Libération (07/07/04)

 

Les vrais-faux projets des Halles


La Mairie de Paris tentée d'aménager à sa sauce les plans en compétition.
Par Sibylle VINCENDON

 

Est-il vraiment nécessaire d'aller voir l'exposition des projets pour le réaménagement des Halles ? Les 80 000 personnes qui l'ont déjà fait et les curieux qui comptaient le faire, peuvent se poser la question au vu du débat qui a eu lieu hier au Conseil de Paris. Lors de cette séance, Jean-Pierre Caffet, adjoint PS à l'urbanisme, a en effet recadré les choses de la manière suivante : «Il faut comprendre ce qu'est un marché de définition. Ce que nous choisissons n'est pas une image que nous pouvons voir sur une maquette au sous-sol du Forum des Halles. Ce que nous voulons faire, c'est choisir une démarche, un état d'esprit et des principes urbanistiques.»

 

«Socle». Qu'est-ce à dire ? Ce qu'on nous montre actuellement pourrait-il n'avoir aucun rapport avec la réalisation future ? Peut-être. Caffet, encore : «Si on gardait Rem Koolhaas, par exemple, ce ne serait pas pour avoir 21 derricks et le jardin tel qu'il l'a produit avec des ronds.

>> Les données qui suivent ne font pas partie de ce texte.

PR #736, opened 2023-01-16
vendor.xilinx: Add support for more parts when using Symbiflow.

bl0x:
Adds support for parts used in Digilent CMOD boards.

### DIFF
--- a/amaranth/vendor/xilinx.py
+++ b/amaranth/vendor/xilinx.py
@@ -343,14 +343,20 @@ class XilinxPlatform(TemplatedPlatform):
 
     _symbiflow_part_map = {
         "xc7a35ticsg324-1L": "xc7a35tcsg324-1", # Arty-A7
+        "xc7a15tcpg236-1": "xc7a15tcpg236-1", # Cmod-A7-15
+        "xc7a35tcpg236-1": "xc7a35tcpg236-1", # Cmod-A7-35
     }
 
     _symbiflow_bitstream_device_map = {
             "xc7a35ticsg324-1L": "artix7",
+            "xc7a15tcpg236-1": "artix7",
+            "xc7a35tcpg236-1": "artix7",
     }
 
     _symbiflow_device_map = {
             "xc7a35ticsg324-1L": "xc7a50t_test",
+            "xc7a15tcpg236-1": "xc7a50t_test",
+            "xc7a35tcpg236-1": "xc7a50t_test",
     }
 
     _symbiflow_required_tools = [
--- a/amaranth/vendor/xilinx.py
+++ b/amaranth/vendor/xilinx.py
@@ -4,6 +4,7 @@ from ..hdl import *
 from ..lib.cdc import ResetSynchronizer
 from ..build import *
 
+import re
 
 __all__ = ["XilinxPlatform"]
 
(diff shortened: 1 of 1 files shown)


amaranth/vendor/xilinx.py
```diff
@@ -343,14 +343,20 @@ def vendor_toolchain(self):
...
     _symbiflow_part_map = {
         "xc7a35ticsg324-1L": "xc7a35tcsg324-1", # Arty-A7
+        "xc7a15tcpg236-1": "xc7a15tcpg236-1", # Cmod-A7-15
+        "xc7a35tcpg236-1": "xc7a35tcpg236-1", # Cmod-A7-35
     }
 
     _symbiflow_bitstream_device_map = {
             "xc7a35ticsg324-1L": "artix7",
+            "xc7a15tcpg236-1": "artix7",
+            "xc7a35tcpg236-1": "artix7",
```
whitequark, line 353: I'm quite sure this map could be replaced with an `if`/`else` chain, since a prefix of `xc7a` implies the device will be Artix-7.

amaranth/vendor/xilinx.py
```diff
@@ -343,14 +343,20 @@ def vendor_toolchain(self):
 
     _symbiflow_part_map = {
         "xc7a35ticsg324-1L": "xc7a35tcsg324-1", # Arty-A7
```
whitequark, line 345: Does this map just cut off the last letter of the speed grade? (cc @mwkmwkmwk, I don't quite have Xilinx part numbering scheme memorized)

amaranth/vendor/xilinx.py
```diff
@@ -343,14 +343,20 @@ def vendor_toolchain(self):
...
     _symbiflow_bitstream_device_map = {
             "xc7a35ticsg324-1L": "artix7",
+            "xc7a15tcpg236-1": "artix7",
+            "xc7a35tcpg236-1": "artix7",
     }
 
     _symbiflow_device_map = {
             "xc7a35ticsg324-1L": "xc7a50t_test",
+            "xc7a15tcpg236-1": "xc7a50t_test",
+            "xc7a35tcpg236-1": "xc7a50t_test",
```
whitequark, line 359: This one seems fine though.

whitequark (changes requested):

amaranth/vendor/xilinx.py
mwkmwkmwk: yes, specifically cuts the "low-power" designation

whitequark: Ok yeah we can definitely use a function here.

amaranth/vendor/xilinx.py
bl0x: This looks a bit like a mess (applies to all three comments here):

The [Arty A7 reference manual](https://digilent.com/reference/programmable-logic/arty-a7/reference-manual) mentions a part called `xc7a35ticsg324-1L`, but a speed grade of '1L' does not exist in the [Artix 7 family](https://docs.xilinx.com/v/u/en-US/ds181_Artix_7_Data_Sheet), only '1LI'. The actual Arty A7 I have on hand *does not even have* a speed grade marking on the package, so I can neither confirm nor disprove.

To me it looks as if Digilent has managed to swap around some letters in the part name, while the proper part name should most probably be `xc7a35t-l1csg324i`, which is what you can order from the part vendors.

Symbiflow on the other hand has a naming scheme that is still different and requires the `_symbiflow_part_map` to map to their internal names.

The part names mentioned on the [CMOD A7 reference manual](https://digilent.com/reference/programmable-logic/cmod-a7/reference-manual) and the [CMOD S7 reference manual](https://digilent.com/reference/programmable-logic/cmod-s7/reference-manual) correctly refer to existing Xilinx parts.

Perhaps it is best - at least for new additions - to use the proper part names to avoid any more confusion.

To answer this particular comment: The `_symbiflow_bitstream_device_map` can be replaced by matching the prefix of the part name, yes. I'll do just that.

amaranth/vendor/xilinx.py
bl0x: I don't know exactly how symbiflow part naming is done, but having a map here is probably safest.

amaranth/vendor/xilinx.py
bl0x: Here a prefix match should also be able to do the job. The used architecture definition does not depend on package or speed grade afaict.

amaranth/vendor/xilinx.py
bl0x: Hmm, of course the maps rely on whatever is returned from the `_part` property. The format returned from there is also not what one would expect from the vendor datasheet.

bl0x: Oh: of course Vivado has a naming scheme different from both the datasheets and the device markings. The `_part` property returns something that Vivado understands. To use Symbiflow, the maps exist to transform into Symbiflow part names.

amaranth/vendor/xilinx.py
bl0x: The symbiflow [part db](https://github.com/chipsalliance/f4pga/blob/main/f4pga/flows/part_db.yml) seems to just drop the speed grade from the Vivado part name.

amaranth/vendor/xilinx.py
bl0x: I've added here whatever is also supported in f4pga project.

amaranth/vendor/xilinx.py
bl0x: I turned this into a re.sub call.

amaranth/vendor/xilinx.py
bl0x: This can be joined with the `_xray_family` property. Can't decide which style is nicer. `symbiflow_bitstream_device` is slightly more generic, while `_xray_family` is more concise. Also I prefer to raise an exception here instead of relying on useful error messages in the called tool.

amaranth/vendor/xilinx.py
```diff
@@ -341,17 +342,45 @@ def vendor_toolchain(self):
 
     # Symbiflow templates
 
-    _symbiflow_part_map = {
-        "xc7a35ticsg324-1L": "xc7a35tcsg324-1", # Arty-A7
-    }
+    # symbiflow does not distinguish between speed grades
+    # TODO: join with _xray_part
+    @property
+    def symbiflow_part(self):
```
whitequark, line 348: I think we don't necessarily need to export these as public names, unless we commit to maintaining them as a stable API. Could you make them private, please?

whitequark (changes requested):

amaranth/vendor/xilinx.py
bl0x: Done.

whitequark (dismissed):
LGTM

whitequark (approved):

bl0x:
Not sure, if rebasing to main is needed? It does mess with the history of the PR.

whitequark:
> Not sure, if rebasing to main is needed? It does mess with the history of the PR.

I don't tend to keep track of history, so it's fine. I am also going to squash on my side before merging since this is a simple PR, but for more complex I would ask to rebase and squash into self-contained changes.

bl0x:
Got it.

whitequark:
Thanks!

Mais pour les principes de liaison surface sous-sol qui font l'ossature du projet.» Evidemment, les liaisons, ce n'est pas rien. Dans le cas d'espèce, c'est même le point le plus astucieux du projet, qui permet d'évacuer la salle d'échange de RER à l'air libre. Mais quand même : quand on lui dit que les projets ne seront pas réalisés en l'état, il se peut que le citoyen moyen comprenne qu'on changera des détails. Pas qu'il en manquera les trois quarts.

 

Après le débat d'hier, on se demandait si le risque politique principal pour Bertrand Delanoë ne résidait pas là : avoir fait «rêver» comme il dit, des dizaines de milliers de gens sur un exercice qui serait finalement très théorique. Un galop d'essai, en quelque sorte. Pour réaliser, in fine, la vraie commande, qui a été esquissée hier par Jean-Pierre Caffet. L'adjoint a recensé six points avec lesquels «nous avons là le socle qui nous permet d'avancer». En l'occurrence : la question de la densité, du jardin, des liaisons surface sous-sol, de la voirie souterraine, de l'innovation architecturale et d'un équipement public structurant, une maison de la métropole ou le grand auditorium qui manque à Paris, par exemple. «L'équipe (choisie) aura à réinventer à partir d'un parti pris de départ», a résumé Bertrand Delanoë. Mais réinventer jusqu'où ?

 

A défaut de le savoir, les élus qui se sont exprimés hier pour ce débat sans vote ont plus ou moins esquissé des préférences. Limpides, les communistes ont dit qu'ils préféraient Rem Koolhaas et qu'il faudrait donner à Jean Nouvel la commande du «grand équipement». Assez engagé lui aussi, Alain Le Garrec, élu PS du Ier arrondissement et président de la Sem, centre qui a organisé la consultation, a demandé qu'on ne se «contente pas seulement de conforter un centre commercial». Et rappelé, à mots à peine couverts, que l'exigence d'Espace Expansion, propriétaire du Forum, de faire passer les usagers du RER par ses boutiques, présentait un risque pour la sécurité en cas d'évacuation. Plus prudent, Patrick Bloche, président du groupe socialiste, a tempéré les enthousiasmes : «Méfions-nous de l'effet de mode. Un projet se détache sur des critères esthétiques, il est souvent cité mais je ne souhaiterais pas que nous nous précipitions.» Allusion à Koolhaas ?

 

«Redémarrer». Les Verts, quant à eux, ont demandé des changements radicaux... de programme. La base de réflexion qu'ils réclament est assez éloignée du cahier des charges de la compétition, avec un fort accent sur tous les aspects développement durable qui n'existent pas beaucoup dans la programmation actuelle. Mais surtout, certains demandent qu'on arrête tout. Le vert Jean-François Blet, après un prologue d'un goût contestable - «le trou des Halles est devenu le trou le plus célèbre après celui des Twin Towers (3 000 morts, ndlr)» -, a proclamé : «Il est très simple de déclarer l'appel d'offres infructueux et de redémarrer.» Plus surprenant, Yves Contassot, adjoint de Delanoë, a embrayé : «Je souhaite qu'on n'exclue aucune décision, y compris la déclaration sans suite.»

 

Se passera-t-il quelque chose aux Halles ? Peut-être mais pas vite. «Donnons-nous encore les semaines voire les mois qui nous permettent de mieux comprendre», a conclu le maire.